The detention center on Manus Island was declared legal by the High Court in 2014. Papua New Guinea is one of the most underdeveloped countries in the world, in spite of vast mineral wealth extracted mainly by Australian mining conglomerates. It was a colony of Australia until 1975.

Nauru, with a population of just 10,000, gained formal independence in 1968. “Australian companies ripped the phosphate out of Nauru and profited from it,” Rintoul reminded the protesters. The recent doubling of Australian government “aid” to Nauru “has gone to the detention center. The people of Nauru have seen nothing,” he added.

Responding to Canberra’s claims that detainees are now able to freely move about Nauru, Rintoul pointed out, “Nauru is a very small island, about the size of Melbourne airport. There is nowhere to go.”

Speakers told several thousand who rallied here Feb. 8 about dangerous conditions at the detention centers, including violence by security guards and other physical and sexual abuse. Refugees in Nauru have reported conditions can be even worse outside the camps.

Following the High Court ruling, Liberal Prime Minister Malcolm Turnbull declared he would proceed with the deportations in the name of discouraging “people-smugglers.”

Protesters picketed the New South Wales Labor opposition’s state conference Feb. 13 protesting federal Labor’s support to the government’s course. The Manus and Nauru centers were set up by the former Labor government.

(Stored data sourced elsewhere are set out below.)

PR #6247, opened 2026-08-04
CLDSRV-968: Expire idle keep-alive sockets in the functional test client

tcarmet:
The functional test client keeps pooled keep-alive connections indefinitely, so after an idle gap it can send a request over a connection the server has already closed and fail with a spurious connection reset. Because the client also runs with retries disabled, one reset is enough to fail a hook and take a whole group of tests down with it, which surfaces as intermittent CI red on slower full-deployment environments where such idle gaps actually occur.

This makes the client expire its own idle connections before the server does, so the reuse race cannot arise.

### DIFF
--- a/tests/functional/aws-node-sdk/test/support/config.js
+++ b/tests/functional/aws-node-sdk/test/support/config.js
@@ -30,6 +30,14 @@ const DEFAULT_GLOBAL_OPTIONS = {
 // timeout.
 const REQUEST_TIMEOUT = 30000;
 
+// Idle timeout for pooled keep-alive sockets, kept below the server's 5s
+// keep-alive so the client retires a socket before the server closes it.
+// A value is required: Node clamps this against the server's advertised
+// `Keep-Alive` hint, but only ever downwards from a non-zero timeout
+// (`agentTimeout = this.options.timeout || 0`), so leaving it unset means
+// pooled sockets never expire. See CLDSRV-968.
+const AGENT_IDLE_TIMEOUT = 4000;
+
 const DEFAULT_MEM_OPTIONS = {
     endpoint: `${transport}://127.0.0.1:8000`,
     port: 8000,
@@ -43,6 +51,7 @@ const DEFAULT_MEM_OPTIONS = {
             maxSockets: 200,
             keepAlive: true,
             keepAliveMsecs: 1000,
+            timeout: AGENT_IDLE_TIMEOUT,
         }),
     }),
 };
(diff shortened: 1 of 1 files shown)


leif-scality (approved):

anurag4DSB (approved):

tests/functional/aws-node-sdk/test/support/config.js
```diff
@@ -43,6 +55,7 @@ const DEFAULT_MEM_OPTIONS = {
             maxSockets: 200,
             keepAlive: true,
             keepAliveMsecs: 1000,
+            timeout: AGENT_IDLE_TIMEOUT,
```
jonathan-gramain, line 54: FWIW, nodejs 22.20 has a new option `agentKeepAliveTimeoutBuffer` of 1 second by default, which would naturally have the same effect here but in a more perennial way (https://nodejs.org/docs/latest/api/http.html#new-agentoptions). Currently the node version is pinned to 22.14 so it's not present, I think the proposed fix is good in the meantime but we could consider reverting it in the future (maybe worth a TODO)

tcarmet: Oh nice! Definitely worth a todo yeah. I'll create a ticket for nodejs upgrade add a todo in the comments to remove this config when tackling it.

tests/functional/aws-node-sdk/test/support/config.js
```diff
@@ -30,6 +30,18 @@ const DEFAULT_GLOBAL_OPTIONS = {
 // timeout.
 const REQUEST_TIMEOUT = 30000;
 
+// Idle timeout for pooled keep-alive sockets, which must stay below the
```
BourgoisMickael: This comment could be more succinct

BourgoisMickael (approved):

tests/functional/aws-node-sdk/test/support/config.js
tcarmet: I did some tests to review this and since this runs on the client side, we're already running on `nodejs > 22.20`, we have `22.23.1` here on cloudserver CI and integration have `22.22.0` where we faced the issue. I also did a test run with a quick scenario to reproduce a similar situation with node and confirm that it only clamps when a timeout is set, with no timeout it stays at 0.

Upgrading node won't make any change so I won't add any mention.

tests/functional/aws-node-sdk/test/support/config.js
tcarmet: done

tests/functional/aws-node-sdk/test/support/config.js
jonathan-gramain: OK, I assume this is because the server doesn't advertise its timeout value. Could be a nice addition in a future improvement maybe (no need to do anything now).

Teachers, students and others have rallied outside a school in Victoria where some refugees are studying. Staff and others kept up a vigil against the deportations at a Brisbane hospital where a baby born in Australia, known as Asha, is being treated. On Feb. 21, in an effort to defuse the protests, Immigration Minister Peter Dutton announced that Asha and her family would be released into temporary “community detention.”